As Emmanuel Teney once said:  “As your faith in the God of your understanding is strengthened, you will find that there is no longer the need to have a sense of control, that things will flow as they will,  and you will flow with them to your great delight and benefit.”   That’s the whole point, of course.  By working to change ourselves rather than others, life really and truly opens up, and happiness becomes a reality.

There have been times in my life when people have assured me that God never gives us more than we can handle. I’m not sure I believe that.  Some people just never seem to catch a break.  And yet, life does have this way of pointing us in new and unfamiliar directions, sometimes even to the breaking point.  And yet…when I look back, I can see how specific painful experiences have pushed me into making changes I’d never have made on my own. For instance,  our foster daughter had this way of confronting me with my unconscious acceptance and arrogance connected to white privilege.  I would be deeply hurt by her confrontation at the time,  yet in retrospect, she helped me grow and see racial issues in a completely different light.

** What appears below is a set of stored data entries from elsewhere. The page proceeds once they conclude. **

PR #3792, opened 2018-07-09
[Conflict Resolver] Enabling Active Candidate and Active Session Check in Query

sruthymathew123:
[Redmine 14872](https://redmine.cbrain.mcgill.ca/issues/14872)

Conflict Resolver is pulling results of Inactive Candidates and Inactive Sessions. This leads to one of the reason for IBIS where our conflicts count in dashboard doesn't match with the count in conflict resolver.

### DIFF
--- a/modules/conflict_resolver/php/conflict_resolver.class.inc
+++ b/modules/conflict_resolver/php/conflict_resolver.class.inc
@@ -236,7 +236,7 @@ class Conflict_Resolver extends \NDB_Menu_Filter_Form
             LEFT JOIN session ON (flag.SessionID=session.ID)
             LEFT JOIN candidate ON (candidate.CandID=session.CandID)
             LEFT JOIN Project ON (candidate.ProjectID=Project.ProjectID )
-            WHERE 1=1 AND candidate.Active ='Y'";
+            WHERE candidate.Active ='Y'";
 
         $user = \User::singleton();
         if (!$user->hasPermission('access_all_profiles')) {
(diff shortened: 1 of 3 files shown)


modules/conflict_resolver/php/conflict_resolver.class.inc
```diff
@@ -236,7 +236,7 @@ class Conflict_Resolver extends \NDB_Menu_Filter_Form
             LEFT JOIN session ON (flag.SessionID=session.ID)
             LEFT JOIN candidate ON (candidate.CandID=session.CandID)
             LEFT JOIN Project ON (candidate.ProjectID=Project.ProjectID )
-            WHERE 1=1";
+            WHERE 1=1 AND candidate.Active ='Y'";
```
driusan: You can take out the 1=1. That's just there to ensure that if filters add "AND" clauses it doesn't become an SQL syntax error but is unnecessary if there's already a WHERE clause in the query.

modules/conflict_resolver/php/resolved_conflicts.class.inc
```diff
@@ -84,7 +84,7 @@ class Resolved_Conflicts extends \NDB_Menu_Filter
             LEFT JOIN session ON (flag.SessionID=session.ID)
             LEFT JOIN candidate ON (candidate.CandID=session.CandID)
             LEFT JOIN Project ON (candidate.ProjectID=Project.ProjectID )
-            WHERE 1=1";
+            WHERE 1=1 AND candidate.Active ='Y'";
```
driusan: Same here

sruthymathew123:
@driusan Done the requested changes.

xlecours:
@sruthymathew123 The dashboard also filter on session.Active = 'Y' 
should this query do it as well?

sruthymathew123:
@xlecours Good question. I think we have to consider that also.

kongtiaowang:
@sruthymathew123 
You have changed the query conditon,but the testing data doesn't update.
So put "$this->markTestSkipped('rewrite this part later')" into the failed cases.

No one ever said learning life’s lessons would be easy.   Instead of being irritated by life’s challenges, we do well to be grateful for the painful experiences that help us grow.  As Dale Carnegie once said, “Develop success from your failures. Discouragement and failure are two of the surest stepping stones to success.”  Or, as Jackson Brown wrote:  “In the confrontation between the stream and the rock, the stream always wins – not through strength, but perseverance.”   Looking back on my almost 40 years in the program, I can see that when I was hurting and wanted things to change immediately, it was necessary for God to slowly remove my defects of character over a period of time.  In so many ways, we are like rocks.  As time goes by, life gently but persistently rubs off our rough edges, teaching us how to let go and let God be in control.